= WHAT YOU HAVE TO DO =
Filter the records below, keeping only lines with the string "using".

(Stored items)
Issue #473, opened 2021-02-22
Wasm browser test runs intermittently fail to read test results


steveisok:
We've recently noticed xharness fail to read results from in the browser wasm test runs.  This has resulted in builds being flagged in dotnet/runtime as having failures, but the logs say otherwise.  

If you notice on [build](https://github.com/dotnet/runtime/pull/48593) in question, the log below does _looks_ ok, but is still flagged as in error:

https://helixre8s23ayyeko0k025g8.blob.core.windows.net/dotnet-runtime-refs-pull-48593-merge-840f229ea75c4f63ad/System.IO.Pipelines.Tests/console.318c6533.log?sv=2019-07-07&se=2021-03-14T14%3A15%3A06Z&sr=c&sp=rl&sig=V3V1rKZcGBWXTNCyBWw3cnrLshSmLfjGA96KBU9nE8c%3D

It might have something to do with either an error in xml processing or some interference in finding the special log message we need from stdout.  

Here's the xml error message we've seen in some cases:

`xml.etree.ElementTree.ParseError: mismatched tag: line 21883, column 6`

radical:
I'm not being able to see how to get the `xharness-output` contents for this. That should have the console log, which might be helpful.

radical:
Ok got the log. `wast-console.log` ends with:

```
=== TEST EXECUTION SUMMARY ===
Total: 340, Errors: 0, Failed: 0, Skipped: 43, Time: 24.1354s

IT 0
```

I think that last line is part of `EXIT 0`.

radical:
@steveisok do you have links to any builds with the xml error?
Meanwhile, I'm adding a fallback for the `IT 0` issue.

PR #489, opened 2021-03-02
Don't reset the stream if we got a partial message

lewing:
We were (accidentally I presume) clearing the message stream on every receipt instead of only when EndOfMessage was set, that means if the message was sent in multiple parts (or if it was too long to fit in buff) we'd only process the final part.  This moves the stream resetting to the EndOfMessage case so that we'll get the whole message.

This would show up in the logs as corrupted messages where only the trailing part of the string was present.

Fixes https://github.com/dotnet/xharness/issues/473


premun:
@lewing you will have to merge main in order for the CI legs to match the branch policies. Sorry for the inconvenience

lewing:
@premun merged master, let me know if you need anything else.

akoeplinger (approved):

PR #491, opened 2021-03-02
Do not report LaunchFailure when the app connected over TCP

### LINKED ISSUE #483: Infrastructure retry/reboot happens even when a test times out
**Context**
Originally, we were returning the exit code 83 when we failed to install the app (the simulator would hang when booting).
The 83 then results in an infra retry + machine reboot which would fix the hanging simulator.

**Problem**
I noticed that when we succeed in installing the app and the tests start running but they hang themselves (endless running test), we also return 83 (app launch failure) and we also retry+reboot which is unnecessary because the same will happen on the next run.
We are already detecting when the app connects to XHarness over TCP so we are probably just merging two results in one exit code or something.

**Notes**
Example logs:
https://helixre107v0xdeko0k025g8.blob.core.windows.net/dotnet-runtime-refs-heads-master-ae9502d98e3a486aa0/System.Net.WebSockets.Client.Tests.Attempt.3/console.6d14f56c.log?sv=2019-07-07&se=2021-03-15T13%3A38%3A14Z&sr=c&sp=rl&sig=bj0C2RJFi4Y5Ogl76ueW0vNjnnLdyJBfp7Wx93D19VI%3D

```
[09:40:48] dbug: Xamarin.Hosting: Launching net.dot.System.Net.WebSockets.Client.Tests async on 'iOS 13.5 (17F61) - iPhone X'
[09:40:48] dbug: Xamarin.Hosting: Launched net.dot.System.Net.WebSockets.Client.Tests with pid 15781
[09:41:00] dbug: Connection from 127.0.0.1:63509 saving logs to /tmp/helix/working/AEBC094A/w/BF8C0A69/uploads/test-ios-simulator-64-20210223_094044.log
[09:41:00] dbug: Test execution started
[10:10:44] dbug: Killing process 15778 as it was cancelled
[10:10:44] dbug: Process mlaunch exited with 137
[10:10:44] dbug: Test run failed
[10:10:44] dbug: Completion timed out after 1797.7718879 seconds
[10:10:49] dbug: Test log server listening on: 0.0.0.0:63508
[10:10:50] dbug: Test run failed to launch
[10:10:50] dbug: No crash reports, waiting 5 seconds for the crash report service...
[10:10:56] fail: Failed to launch the application:
                 Launch failure
                 
                 Check logs for more information.
XHarness exit code: 83
```

Or check Kusto for failed work items and see the logs. It usually happens for `System.Net.WebSockets.Client.Tests` or `System.Net.WebClient.Tests`:
```
WorkItems
| where QueueName == "osx.1015.amd64.open" and Started > now()-1d and (ExitCode == 83 or ExitCode == 123)
| project JobName, MachineName, FriendlyName, Status, ExitCode, ConsoleUri, Started
| order by Started desc
```

premun:
Resolves #483

### DIFF
--- a/src/Microsoft.DotNet.XHarness.iOS.Shared/TestReporter.cs
+++ b/src/Microsoft.DotNet.XHarness.iOS.Shared/TestReporter.cs
@@ -112,7 +112,8 @@ namespace Microsoft.DotNet.XHarness.iOS.Shared
 
             CallbackLog = new CallbackLog(line =>
             {
-                // MT1111: Application launched successfully, but it's not possible to wait for the app to exit as requested because it's not possible to detect app termination when launching using gdbserver
+                // MT1111: Application launched successfully, but it's not possible to wait for the app to exit as
+                // requested because it's not possible to detect app termination when launching using gdbserver
                 _waitedForExit &= line?.Contains("MT1111: ") != true;
                 if (line?.Contains("error MT1007") == true)
                 {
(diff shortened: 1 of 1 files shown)


premun:
@rolfbjarne FYI thre is technically a change of behavior in this PR but - report crash instead of launch failure

mandel-macaque (approved):
Looks cleaner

= WRITTEN RESPONSE =
-                // MT1111: Application launched successfully, but it's not possible to wait for the app to exit as requested because it's not possible to detect app termination when launching using gdbserver
+                // requested because it's not possible to detect app termination when launching using gdbserver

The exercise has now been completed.